A. Site-specific PAML analyses reveal a signature of positive selection in L1TD1. The labels on the annotated schematic indicate positions that are highly likely to be evolving under positive selection (P>90%) according to PAML NSsites (Table 1) in primates and mice (above and below the gene diagram, respectively). A species tree of primates or an L1TD1 gene tree of mice, shows branches with statistically significant episodic diversifying selection (p<0.05) according to HyPhy's Branch-site REL (marked with a red asterisk). To the right of each tree, the amino acids found at each positively selected position are shown, along with the length of the glutamic acid-rich region in each primate. Position numberings are based upon the human and M. musculus (C57/BL6) sequences. B. The L1TD1 gene of bushbaby has acquired a novel 5′ end of coding exon 1 through the insertion of a portion of a L1 element from the L1PA15-16 class (shown in red). The gene retains high sequence conservation with L1TD1 of lemurs and simian primates across the latter half of its first coding exon and all of its second coding exon (shown in blue and green). This insertion is unique amongst all the species we have examined, and is not evident in lemur genomes (mouse lemur or aye-aye). Elsewhere in the genome, bushbaby contains at least two complete and two partial processed L1TD1 pseudogenes that allowed us to infer the structure of the active L1TD1 gene.
Table 1.
Primate and mouse L1TD1 are evolving under positive selection.
Figure 5.
Loss of L1TD1 in megabats appears to follow the loss of L1 activity.

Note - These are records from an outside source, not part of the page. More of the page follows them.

PR #502, opened 2021-03-31
scripts/prepare-release: option to only create assets

marquiz:
Add '-a' command line option to only create release assets and not patch
any files in the repo. E.g.

  $ scripts/prepare-release.sh -a v0.8.0+1 user@example.com

### DIFF
--- a/scripts/prepare-release.sh
+++ b/scripts/prepare-release.sh
@@ -9,6 +9,7 @@ Usage: $this [-h] RELEASE_VERSION GPG_KEY
 
 Options:
   -h         show this help and exit
+  -a         only generate release assets, do not patch files in the repo
 
 Example:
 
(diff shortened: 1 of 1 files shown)


scripts/prepare-release.sh
```diff
@@ -79,34 +83,36 @@ else
...
+    echo Patching README.md to refer to $release
+    sed s"!node-feature-discovery/v.*/!node-feature-discovery/$release/!" -i README.md
+
+    # Patch deployment templates
+    echo Patching '*.yaml.template' to use $container_image
+    sed -E -e s",^([[:space:]]+)image:.+$,\1image: $container_image," \
+           -e s",^([[:space:]]+)imagePullPolicy:.+$,\1imagePullPolicy: IfNotPresent," \
+           -i *yaml.template
+
+    # Patch Helm chart
```
adrianchiris, line 104: No need to patch helm chart before creating the assets ?

marquiz: > No need to patch helm chart before creating the assets ?

Nope because we don't want to change the `appVersion`. Image pull policy and image registry have already been patched in the release branch

adrianchiris (commented):
/lgtm

Issue #511, opened 2021-04-14
When --verify-node-name is on, respect either SubjectAlternativeName and/or wildcards


robertdavidsmith:
Hi,

Using --verify-node-name is currently pretty painful, while it's easy enough to produce a certificate per node with Helm/CertManager, there is no clean way to get a different certificate into every pod with a DaemonSet.

It would be better if one certificate could cover all nodes.

Can we have an alternative way of securing this?
- CommonName wildcard support
- SubjectAlternativeName support
- An alternative auth mechanism, maybe based on a shared secret

I can put in a PR to change https://github.com/kubernetes-sigs/node-feature-discovery/blob/ab78df346679a6df0e1f5286874fb191022404ba/pkg/nfd-master/nfd-master.go#L369 to support wildcards or SubjectAlternativeName. Would you accept such as PR?

Thanks,

Rob

marquiz:
@robertdavidsmith thanks for bringing this up

> Using --verify-node-name is currently pretty painful, while it's easy enough to produce a certificate per node with Helm/CertManager, there is no clean way to get a different certificate into every pod with a DaemonSet.

I'm painfully aware of this 😓 

I think `--verify-node-name` is actually very badly out-of-date as SSL common name is kind of deprecated 😬 

> It would be better if one certificate could cover all nodes.
> 
> Can we have an alternative way of securing this?
> 
> * CommonName wildcard support
> * SubjectAlternativeName support
> * An alternative auth mechanism, maybe based on a shared secret
> 
> I can put in a PR to change
> 
> https://github.com/kubernetes-sigs/node-feature-discovery/blob/ab78df346679a6df0e1f5286874fb191022404ba/pkg/nfd-master/nfd-master.go#L369
> 
> to support wildcards or SubjectAlternativeName.

I think we should definitely add support for SubjectAlternativeName. How about wildcards in SubjectAlternativeName? We could keep the CommonName for some time for backwards compatibility but I wouldn't add wildcard support there. Regarding the  additional auth mechanisms, I think those could be left as a future exercise. Add the later if needed. WDYT?


> Would you accept such as PR?

Definitely! That would be much appreciated 😊 👍

robertdavidsmith:
Ok, I'll do this, might be a few days though due to other commitments

Suggest just using https://golang.org/pkg/crypto/x509/#Certificate.VerifyHostname - this uses SubjectAlternativeName, and it looks like it supports limited wildcards (* on left hand side only).

[...]

PR #514, opened 2021-04-16
Accept client certs based on SAN, not just CN

robertdavidsmith:
Fix for https://github.com/kubernetes-sigs/node-feature-discovery/issues/511

When VerifyNodeName is on, this change respects SubjectAltName (rather than just CN) in the client cert 

The VerifyHostname method used respects wildcards on the left hand side, so for example a cert with a SAN of *.mycluster.org would match node1.mycluster.org

I've left in the existing common name check to avoid breaking existing clients (Certificate.VerifyHostname does not respect CN).


marquiz:
Cool @robertdavidsmith 😎 Will take a closer look next week
/ok-to-test

You need to sign the cla, too

marquiz (approved):
Nice work @robertdavidsmith! Oh man this was simple and clean 😊 
/lgtm

PR #519, opened 2021-04-21
Mount /usr inside the Pod

jschintag:
Mount /usr as /host-usr inside the pod to allow NFD to find the kernel
configuration file inside /usr.
This solves the problem of the kernel config file not being present in /boot
on s390x RHCOS.

### DIFF
--- a/nfd-daemonset-combined.yaml.template
+++ b/nfd-daemonset-combined.yaml.template
@@ -104,6 +104,12 @@ spec:
             - name: host-sys
               mountPath: "/host-sys"
               readOnly: true
+            - name: host-usr-lib
+              mountPath: "/host-usr/lib"
+              readOnly: true
+            - name: host-usr-src
+              mountPath: "/host-usr/src"
+              readOnly: true
             - name: source-d
               mountPath: "/etc/kubernetes/node-feature-discovery/source.d/"
               readOnly: true
@@ -128,6 +134,12 @@ spec:
         - name: host-sys
           hostPath:
             path: "/sys"
+        - name: host-usr-lib
+          hostPath:
+            path: "/usr/lib"
+        - name: host-usr-src
+          hostPath:
+            path: "/usr/src"
         - name: source-d
           hostPath:
             path: "/etc/kubernetes/node-feature-discovery/source.d/"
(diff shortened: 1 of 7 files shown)


nfd-daemonset-combined.yaml.template
```diff
@@ -104,6 +104,9 @@ spec:
             - name: host-sys
               mountPath: "/host-sys"
               readOnly: true
+            - name: host-usr
```
adrianchiris, line 107: Greetings !

can you update : https://github.com/kubernetes-sigs/node-feature-discovery/blob/09cb512f22bae327ac38699f63312728c39ceb38/deployment/node-feature-discovery/templates/worker.yaml#L60  as well ?

jschintag: Done. Thanks for the catch

marquiz:
Thanks for the patch @jschintag!

I just ponder if we should follow the principle of "least privileges" and only expose `/usr/lib` and `/usr/src`. Opinions?

jschintag:
@marquiz I would say that this can be decided by the user, as it only affects the deployment configuration, not the code.
What about `/usr/lib64`?

marquiz:
> @marquiz I would say that this can be decided by the user, as it only affects the deployment configuration, not the code.
> What about `/usr/lib64`?

Yeah, sure. But the default deployment that we offer should only mount/expose what is really necessary. I don't this we want `lib64`, I don't see any reason to to access actual libraries from the host

jschintag:
> > @marquiz I would say that this can be decided by the user, as it only affects the deployment configuration, not the code.
> > What about `/usr/lib64`?
> 
> Yeah, sure. But the default deployment that we offer should only mount/expose what is really necessary. I don't this we want `lib64`, I don't see any reason to to access actual libraries from the host

I changed the default to only mount `/usr/lib` and `/usr/src`

adrianchiris:
nit: appreciate if you update the commit message to reflect the new mounts.

otherwise no other comments :)

jschintag:
I changed the commit message to reflect the change.

adrianchiris (approved):
/lgtm

marquiz:
@jschintag thanks for the patch! This was a fix definitely needed.
/approve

We obtained L1TD1 sequences from thirteen bat species (Materials and Methods). We show a species tree partly based upon a published megabat phylogeny [82], inferring placement of additional taxa using species from the same genus. In addition, we used our L1TD1 sequences to resolve relationships in the Pteropus and Myotis/Eptesicus clades. Species in which L1TD1 appears intact are shown in black, and those in which L1TD1 harbors inactivating mutations (stop codons, frameshifting insertions/deletions) are shown in gray. Some species share the same inactivating mutation(s) represented by the subscripts of the gray X symbols, suggesting L1TD1 was lost three independent times in the megabats. For one species, R. eloquens (starred), we were only able to obtain part of coding exon 1 of L1TD1, but this region is intact. Presence or absence of active L1s is based upon previous data [44] and analysis of the M. davidii genome assembly (Yang and Wichman, unpublished data).